Department of Housing and Regional Development

Department overview
- Formed: 25 March 1994
- Preceding Department: Department of Industry, Technology and Regional Development – for the regional development function Department of Human Services and Health – for the housing and local government functions;
- Dissolved: 11 March 1996
- Superseding Department: Department of Transport and Regional Development – for the regional development function Department of Industry, Science and Tourism – for industry aspects of the housing function Department of Social Security – for the Housing and Special Payments Division;
- Jurisdiction: Commonwealth of Australia
- Headquarters: Canberra;
- Minister responsible: Brian Howe;
- Department executive: Andrew Podger, Secretary;

= Department of Housing and Regional Development =

Former Australian government department (1994–1996)

The Department of Housing and Regional Development was an Australian government department that existed between March 1994 and March 1996.

==History==
The department was created by the Keating government on 25 March 1994, dividing the Department of Human Services and Health.
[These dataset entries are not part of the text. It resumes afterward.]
PR #350, opened 2023-05-17
Uncap torch

### LINKED ISSUE #347: Upgrade to torch 2.0
### Problem Description
The SDMetrics library has an optional dependency on `torch`, which we have not yet upgraded to 2..0

```
pip install sdmetrics[torch]
```

Current requirements:
```
torch_requires = [
    "torch>=1.8.0,<2;python_version<'3.10'",
    "torch>=1.11.0,<2;python_version>='3.10'",
]
```

### Additional context
These older versions of torch are blocking us from upgrading to Python 3.11

(See issue #346)

fealho:
Resolve #347.

### DIFF
--- a/setup.py
+++ b/setup.py
@@ -29,8 +29,8 @@ pomegranate_requires = [
 ]
 
 torch_requires = [
-    "torch>=1.8.0,<2;python_version<'3.10'",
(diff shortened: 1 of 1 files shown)


frances-h (approved):
Glad it was that easy 👍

At the time, media noted that the department was similar to the Whitlam-era Department of Urban and Regional Development, with the key difference being that all funds were to be paid through states and local governments rather than through Australian Government programs.
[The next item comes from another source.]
PR #367, opened 2023-06-13
Add `BaseMultiTable` property

### LINKED ISSUE #357: Create multi table BaseProperty class
### Problem Description

_As a developer, it would be easier to make changes to the `QualityReport` if our code abstractions matched our logical and user facing abstractions. It's hard to add new properties, modify aggregation in existing ones and handle errors now because the results are being collected in a way that doesn't match the desired output._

After the Howard government was elected at the 1996 federal election, Prime Minister John Howard dismantled the department, assigning its welfare housing functions to the Department of Social Security and its industry functions to the newly created Department of Industry, Science and Tourism.

==Scope==
Information about the department's functions and government funding allocation could be found in the Administrative Arrangements Orders, the annual Portfolio Budget Statements and in the Department's annual reports.

According to the Administrative Arrangements Order made on 25 March 1994, the Department dealt with:
- Housing
- Matters relating to local government
- Planning and land management in the Australian Capital Territory
- Regional development

==Structure==
The Department was administered by Australian public servants who were responsible to the Minister for Housing and Regional Development, Brian Howe.

The Secretary of the Department was Andrew Podger.